When IBShare is enabled for both matrix A and matrix B, they can be loaded to the L1 buffer, without needs for tiling and separate transfer. In addition, the Cube unit is driven by AIV0 (single core) and initiates a computation. The computation result is shared by AIV0 and AIV1, reducing the number of Cube responses and Scalar computations.

Figure 3 IBShare enabled

The following figure illustrates the data interaction comparison when the IBShare is enabled and disabled.

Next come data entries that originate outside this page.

PR #3382, opened 2026-07-22
Add automatic April Series model sync

JavaGT:
## Summary
- add a registered April Series sync adapter
- sync current catalog IDs, context, and pricing
- preserve custom reasoning metadata until April publishes capabilities, then prefer machine-readable remote fields
- preserve canonical base-model metadata and skip unknown models safely

## Verification
- `bun models:sync aprilseries --dry-run` reports 6 unchanged
- `bun validate`
- `git diff --check`

### DIFF
--- a/.github/workflows/sync-models.yml
+++ b/.github/workflows/sync-models.yml
@@ -64,6 +64,7 @@ jobs:
         run: bun models:sync ${{ matrix.provider }}
         env:
           ANTHROPIC_API_KEY: ${{ secrets.ANTHROPIC_API_KEY }}
+          APRIL_API_KEY: ${{ secrets.APRIL_API_KEY }}
           BASETEN_API_KEY: ${{ secrets.BASETEN_API_KEY }}
           DEEPINFRA_API_KEY: ${{ secrets.DEEPINFRA_API_KEY }}
           DIGITALOCEAN_API_TOKEN: ${{ secrets.DIGITALOCEAN_API_TOKEN }}
--- a/packages/core/src/sync/index.ts
+++ b/packages/core/src/sync/index.ts
@@ -5,6 +5,7 @@ import { z } from "zod";
 
 import { AuthoredModel, AuthoredModelShape, ModelMetadata } from "../schema.js";
 import { ambient } from "./providers/ambient.js";
+import { aprilseries } from "./providers/aprilseries.js";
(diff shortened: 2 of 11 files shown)


JavaGT:
Revisited against the current authenticated `GET https://aprilseries.lat/v1/models` response (`schema_version: 2026-07-22`). The API has become substantially richer since this adapter was written, so several parts of the automated review should be revised.

### Superseded findings

- The modalities concern no longer applies as framed: the API is now authoritative and explicitly returns `modalities.input` / `modalities.output` for every model.
- The missing-context scenario is no longer a current blocker: every returned model has `context_window` and `max_output_tokens`.
- The sourcing concern is largely resolved by the authenticated catalog: it directly supports all six IDs (including `gpt-5.5-fast`), prices, context/output limits, and reasoning values/bounds.
- The earlier partial/empty-reasoning hypothetical is also no longer the relevant failure mode.

### Remaining blocker

The adapter still parses the old response shape. `AprilModel` expects `reasoning.effort_levels` and `reasoning.budget_tokens`, while the current API returns:

- `reasoning.openai.values = ["none", "low", "medium", "high"]`
- `reasoning.anthropic.min = 1024` / `max = 32768`
- `reasoning.supported = true`
- explicit `modalities`

As a result, a live `bun models:sync aprilseries --dry-run` now reports **6 updated, 0 unchanged** and would replace every authored `reasoning_options` entry with `[]`. It also exposes stale authored overrides: Claude currently says `context = 262_000` although the API reports `1_000_000`, and all six files need the API-authoritative `limit.output = 32_768`; explicit April modalities should override inherited PDF support. Claude budget metadata should include `max = 32_768`.

So I would withdraw the old high/high/medium findings as written and replace them with one concrete high-severity issue at `packages/core/src/sync/providers/aprilseries.ts:10-20,48-65`: update the schema/translator to consume the current authoritative `modalities` and nested reasoning fields. Then run the sync to regenerate the six TOMLs.

The public model page corroborates IDs, 1M context, prices, and capabilities. The authenticated model metadata also names the request fields (`reasoning_effort` and `thinking.budget_tokens`), so the prior general citation objection is no longer blocking; adding a short claim-to-source note to the PR body would still improve reviewability.

Checks performed today: authenticated catalog fetch, `bun models:sync aprilseries --dry-run`, `bun validate`, and `git diff --check`.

Set IBShare of MatmulType of matrix A and matrix B to true to enable optimization. The code is as follows:

 1
 2
 3
 4
 5
 6
 7
 8
 9
10
11
12
13
14
15
16
17
18
19
20
21
22
23
24
25
26
27
28
29
30
31
32
33
34
35
36
37
38
39
40
41
constexpr bool isABshare = true;
template <typename aType, typename bType, typename cType> class MatmulABshareKernel {
public:
    __aicore__ inline MatmulABshareKernel(){};
    __aicore__ inline void Init(GM_ADDR a, GM_ADDR b, GM_ADDR c, GM_ADDR workspace,
                                const TCubeTiling &tiling, AscendC::TPipe *pipe);
    __aicore__ inline void Process(AscendC::TPipe *pipe);
    __aicore__ inline void CalcOffset(int32_t blockIdx, const TCubeTiling &tiling, int32_t &offsetA, int32_t &offsetB,
                                      int32_t &offsetC);
    AscendC::Matmul<AscendC::MatmulType<AscendC::TPosition::GM, CubeFormat::ND, aType, false, LayoutMode::NONE, isABshare>, 
           AscendC::MatmulType<AscendC::TPosition::GM, CubeFormat::ND, bType, false, LayoutMode::NONE, isABshare>,
           AscendC::MatmulType<AscendC::TPosition::VECIN, CubeFormat::ND, cType>>
        matmulObj;
    AscendC::GlobalTensor<aType> aGlobal;
    AscendC::GlobalTensor<bType> bGlobal;
    AscendC::GlobalTensor<cType> cGlobal;
    TCubeTiling tiling;
};
template <typename aType, typename bType, typename cType>
__aicore__ inline void MatmulABshareKernel<aType, bType, cType>::Init(GM_ADDR a, GM_ADDR b, GM_ADDR c, 
                                                                GM_ADDR workspace,const TCubeTiling &tiling, AscendC::TPipe *pipe)
{
    this->tiling = tiling;
    aGlobal.SetGlobalBuffer(reinterpret_cast<__gm__ aType *>(a), tiling.M * tiling.Ka);
    bGlobal.SetGlobalBuffer(reinterpret_cast<__gm__ bType *>(b), tiling.Kb * tiling.N);
    cGlobal.SetGlobalBuffer(reinterpret_cast<__gm__ cType *>(c), tiling.M * tiling.N);
    int32_t offsetA, offsetB, offsetC;
    CalcOffset(AscendC::GetBlockIdx(), tiling, offsetA, offsetB, offsetC); // calculate offset
    aGlobal = aGlobal[offsetA];
    bGlobal = bGlobal[offsetB];
    cGlobal = cGlobal[offsetC];
}
template <typename aType, typename bType, typename cType>
__aicore__ inline void
MatmulABshareKernel<aType, bType, cType>::CalcOffset(int32_t blockIdx, const TCubeTiling &tiling,
                                                             int32_t &offsetA, int32_t &offsetB, int32_t &offsetC)
{
    offsetA = 0;
    offsetB = 0;
    offsetC = 0;
}

Verifying Optimization Benefits

After the optimization, the average execution duration is 22.44 μs, which is much faster than that before the optimization.

Figure 4 Profile data after optimization

Summary

In the fused operator scenario, IBShare is enabled for both matrix A and matrix B of Matmul computation to divide cores from the perspective of Cube cores, effectively reducing the Scalar overhead on the Cube side and improving performance.